■ **DATA SHOWN**

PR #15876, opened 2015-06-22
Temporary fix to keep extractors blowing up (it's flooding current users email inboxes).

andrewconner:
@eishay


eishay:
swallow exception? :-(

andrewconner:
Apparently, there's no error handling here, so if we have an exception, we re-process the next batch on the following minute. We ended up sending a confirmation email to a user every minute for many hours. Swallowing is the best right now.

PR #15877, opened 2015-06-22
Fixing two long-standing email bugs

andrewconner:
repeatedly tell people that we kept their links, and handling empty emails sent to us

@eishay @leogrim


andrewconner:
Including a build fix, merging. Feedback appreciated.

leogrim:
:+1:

■ **REQUIRED ACTION**
Transcribe every record exactly, keeping each line as it is.

■ **SOLVED PROBLEM**
PR #15876, opened 2015-06-22
Temporary fix to keep extractors blowing up (it's flooding current users email inboxes).

andrewconner:
@eishay


eishay:
swallow exception? :-(

andrewconner:
Apparently, there's no error handling here, so if we have an exception, we re-process the next batch on the following minute. We ended up sending a confirmation email to a user every minute for many hours. Swallowing is the best right now.

PR #15877, opened 2015-06-22
Fixing two long-standing email bugs

andrewconner:
repeatedly tell people that we kept their links, and handling empty emails sent to us

@eishay @leogrim


andrewconner:
Including a build fix, merging. Feedback appreciated.

leogrim:
:+1:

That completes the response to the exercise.